「女が学問をすれば生意気になる」「結婚が遅れる」などという男尊女卑の考えが根強い。地方ではとくにその傾向が強い。そんな古い思考の親たちが好みそうな、良妻賢母教育を方針とする日系の女学校でも、地方都市ではどこも苦戦していた。そのなかで、田舎ではいまだに邪教のイメージも強いキリスト教系の高田女学校に、創立当時の2倍にもなる60人以上の生徒が在籍していたというから、これはかなりの大健闘といえる。

地方にも欧化や文明開花の波が押し寄せてきたタイミングで“ハイカラな女学校”のイメージ戦略が上手くハマッたようだった。

学外では廃娼運動に力を入れる

高田女学校には親元を離れて入学してくる娘も多く、そのため学校敷地内に寄宿舎が完備してある。和もこの寄宿舎に住み込んで、生徒取締役と舎監を兼務した。が…学校の仕事よりもむしろ学外の活動が忙しい。

当時、高田では廃娼運動もさかんだった。明治19年(1886)に、アメリカの女性キリスト教禁酒同盟(WCTU)の影響を受けて東京婦人矯風会が設立された。禁酒だけではなく、公娼制度などの社会悪を正そうという活動も広げていた。その会頭には、和が桜井女学校の看護婦養成所で学んでいた頃の校長・矢嶋楫子が就任していた。

和も高田に来てからこの活動に参加するようになる。正義感の強い彼女には、いまだ公然と売春がおこなわれていることが許せない。かなり前のめりになっている。

高田城。高田は城を中心に形成された城下町だ(筆者撮影)
高田城。高田は城を中心に形成された城下町だ(筆者撮影)

明治5年(1872)には「芸娼解放令」の通称で知られる太政官布告により、人身売買の禁止と芸娼妓の解放が命じられた。しかし、売春を禁じる法律はない。遊郭は各府県から「貸座敷」として引きつづき営業を許可され、娼妓たちは「自ら志願してきた者」として登録する。行政が売春を認めて管理する公娼制度が確立された。

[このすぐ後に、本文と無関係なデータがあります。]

PR #3968, opened 2022-04-05
Add pki nss-key-create

edewata:
This PR moves the code that generates system cert keys from a servlet into a CLI reduce the dependency on a running server during installation.

The `pki nss-key-create` has been added to create a key pair in NSS database just like `pki nss-cert-request` but without creating a CSR.

The `NSSDatabase.create_key()` has been added to create a key pair in NSS database using `pki nss-key-create`.

The `PKIDeployer.create_cert_key()` has been added to create the cert key locally instead of remotely on the server (i.e. in `SystemConfigService.createRequest()`).

The code in `SystemConfigService.createRequest()` that creates a key pair has been removed since it has become redundant.

PR #3971, opened 2022-04-07
Fix KeyId to preserve leading zeros

edewata:
Previously `KeyId` was implemented using a `BigInteger` which does not preserve leading zeros. This could cause a problem
when searching for a key in NSS database by its ID.

To fix the problem the `KeyId` has been modified to store the ID as a byte array so it will preserve the leading zeros.

The `KeyIdTest` has been updated to test this scenario.

This is needed by PR #3968.


ckelleyRH (approved):
LGTM!

edewata:
@ckelleyRH Thanks!

PR #3972, opened 2022-04-07
Use "if connector is None" instead of "if not connector"

ckelleyRH:
Restarting tomcat I noticed a FutureWarning around the use of the "if not <object>" syntax - so it would appear that behaviour is to change in a future version of Python. I couldn't find a PEP that documents it though, or anything from searching around.

Even if there is no such change to the language planned, it is still better to explicitly check for `None` rather than rely on the falsy-ness of the object.

### DIFF
--- a/base/server/python/pki/server/__init__.py
+++ b/base/server/python/pki/server/__init__.py
@@ -266,7 +266,7 @@ class PKIServer(object):
         server_config = self.get_server_config()
         connector = server_config.get_connector('Secure')
 
-        if not connector:
+        if connector is None:
             # HTTPS connector not configured, skip
             return
 


edewata (approved):
LGTM

edewata:
I just fixed a `pylint` issue so you might want to rebase this PR. I'm not sure about the other failures though, they are very strange.

ckelleyRH:
> I just fixed a `pylint` issue so you might want to rebase this PR, or just ignore the Python test failure. I'm not sure about the other failures though, they are very strange.

I have taken the opportunity to rebase, The tests fail because I inverted the logic so that we only proceed if `connector is not None`, which is clearly a bad idea:

```
python
Python 3.10.2 (main, Jan 17 2022, 00:00:00) [GCC 11.2.1 20211203 (Red Hat 11.2.1-7)] on linux
Type "help", "copyright", "credits" or "license" for more information.
>>> connector = None
>>> if not connector:
...     print("connector is null!")
... 
connector is null!
>>> if connector is not None:
...     print("connector is null!")
... 
>>> if connector is None:
...     print("connector is null!")
... 
connector is null!
```

The really frustrating thing is that I actually ran the above 2 lines as a quick sanity check in the terminal and somehow still managed to miss the problem. I must be tired :sleeping:. Anyway, that's what the CI is there for.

芸娼妓は自らの意思で売春業に従事し、貸座敷と提携して商売をする個人事業主であり、いつでも自分の意思で廃業できる。というのがタテマエだが、実際には前借金を盾にとって業者は娼妓を拘束する。しかし、行政側は“自主契約”“自発的就業”と見なして介入してこない。結果、芸娼解放令は名ばかりザル法に。女性たちの受難はつづくことになる。